TASK DETAILS
Nothing but an exact reprint of the records is to be returned.

INFORMATION GIVEN

================

PR #155, opened 2017-06-11
[WIP] Global dictmerger

deepakn94:
Still need to make the updates atomic, but comments welcome!

### DIFF
--- a/tests/integration_tests.rs
+++ b/tests/integration_tests.rs
@@ -900,6 +900,60 @@ fn simple_for_dictmerger_loop() {
     unsafe { weld_value_free(ret_value) };
 }
 
+fn simple_for_global_dictmerger_loop() {
+    #[derive(Clone)]
+    #[allow(dead_code)]
+    struct Pair {
+        ele1: i32,
+        ele2: i32,
+    }
+
+    #[allow(dead_code)]
+    struct Args {
+        x: WeldVec<i32>,
+        y: WeldVec<i32>,
+    }
+
+    let code = "|x:vec[i32], y:vec[i32]| tovec(result(for(zip(x,y), @(impl:global) dictmerger[i32,i32,+], \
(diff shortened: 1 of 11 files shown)


tests/integration_tests.rs
```diff
@@ -900,6 +900,60 @@ fn simple_for_dictmerger_loop() {
     unsafe { weld_value_free(ret_value) };
 }
 
+fn simple_for_global_dictmerger_loop() {
```
jjthomas: Is this function just a copy of `simple_for_dictmerger_loop` with the `global` annotation? If so, we should try to share the code between the two tests.

weld/resources/dictmerger_global.ll
```diff
@@ -0,0 +1,67 @@
...
+  %structSize = ptrtoint %$NAME* %structSizePtr to i64
+  %rawPtr = call i8* @new_merger(i64 %structSize, i32 1)
+  %newDict = call %$NAME @$NAME.new(i64 %capacity)
+  %bldPtr = bitcast i8* %rawPtr to %$NAME*
+  store %$NAME %newDict, %$NAME* %bldPtr, align 1
+  ret %$NAME.bld %bldPtr
+}
+
+; Append a value into a builder, growing its space if needed.
+define %$NAME.bld @$NAME.bld.merge(%$NAME.bld %bldPtr, %$KV_STRUCT %keyValue, i32 %workerId) {
```
jjthomas: Can we share this code with the local `dictmerger`?

deepakn94: Are you suggesting refactoring the linear probing logic to some sort of `dictmerger_prelude`?

jjthomas: Right, the `dictmerger` struct is the same in both cases, right?

PR #157, opened 2017-06-14
Constructors for Expressions

sppalkia:
Constructor functions for creating (typed) expressions. These functions are meant to be used in transform rules, and they automatically assign types to expressions given their subexpressions. This will both make it easier to write transform rules and reduce bugs (e.g., bugs where we replaced the `ExprKind` but not the `Type` in a transform have been common).


deepakn94:
Looks good to me.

================

ANSWER TO THIS TASK
PR #155, opened 2017-06-11
[WIP] Global dictmerger

deepakn94:
Still need to make the updates atomic, but comments welcome!

### DIFF
--- a/tests/integration_tests.rs
+++ b/tests/integration_tests.rs
@@ -900,6 +900,60 @@ fn simple_for_dictmerger_loop() {
     unsafe { weld_value_free(ret_value) };
 }
 
+fn simple_for_global_dictmerger_loop() {
+    #[derive(Clone)]
+    #[allow(dead_code)]
+    struct Pair {
+        ele1: i32,
+        ele2: i32,
+    }
+
+    #[allow(dead_code)]
+    struct Args {
+        x: WeldVec<i32>,
+        y: WeldVec<i32>,
+    }
+
+    let code = "|x:vec[i32], y:vec[i32]| tovec(result(for(zip(x,y), @(impl:global) dictmerger[i32,i32,+], \
(diff shortened: 1 of 11 files shown)


tests/integration_tests.rs
```diff
@@ -900,6 +900,60 @@ fn simple_for_dictmerger_loop() {
     unsafe { weld_value_free(ret_value) };
 }
 
+fn simple_for_global_dictmerger_loop() {
```
jjthomas: Is this function just a copy of `simple_for_dictmerger_loop` with the `global` annotation? If so, we should try to share the code between the two tests.

weld/resources/dictmerger_global.ll
```diff
@@ -0,0 +1,67 @@
...
+  %structSize = ptrtoint %$NAME* %structSizePtr to i64
+  %rawPtr = call i8* @new_merger(i64 %structSize, i32 1)
+  %newDict = call %$NAME @$NAME.new(i64 %capacity)
+  %bldPtr = bitcast i8* %rawPtr to %$NAME*
+  store %$NAME %newDict, %$NAME* %bldPtr, align 1
+  ret %$NAME.bld %bldPtr
+}
+
+; Append a value into a builder, growing its space if needed.
+define %$NAME.bld @$NAME.bld.merge(%$NAME.bld %bldPtr, %$KV_STRUCT %keyValue, i32 %workerId) {
```
jjthomas: Can we share this code with the local `dictmerger`?

deepakn94: Are you suggesting refactoring the linear probing logic to some sort of `dictmerger_prelude`?

jjthomas: Right, the `dictmerger` struct is the same in both cases, right?

PR #157, opened 2017-06-14
Constructors for Expressions

sppalkia:
Constructor functions for creating (typed) expressions. These functions are meant to be used in transform rules, and they automatically assign types to expressions given their subexpressions. This will both make it easier to write transform rules and reduce bugs (e.g., bugs where we replaced the `ExprKind` but not the `Type` in a transform have been common).


deepakn94:
Looks good to me.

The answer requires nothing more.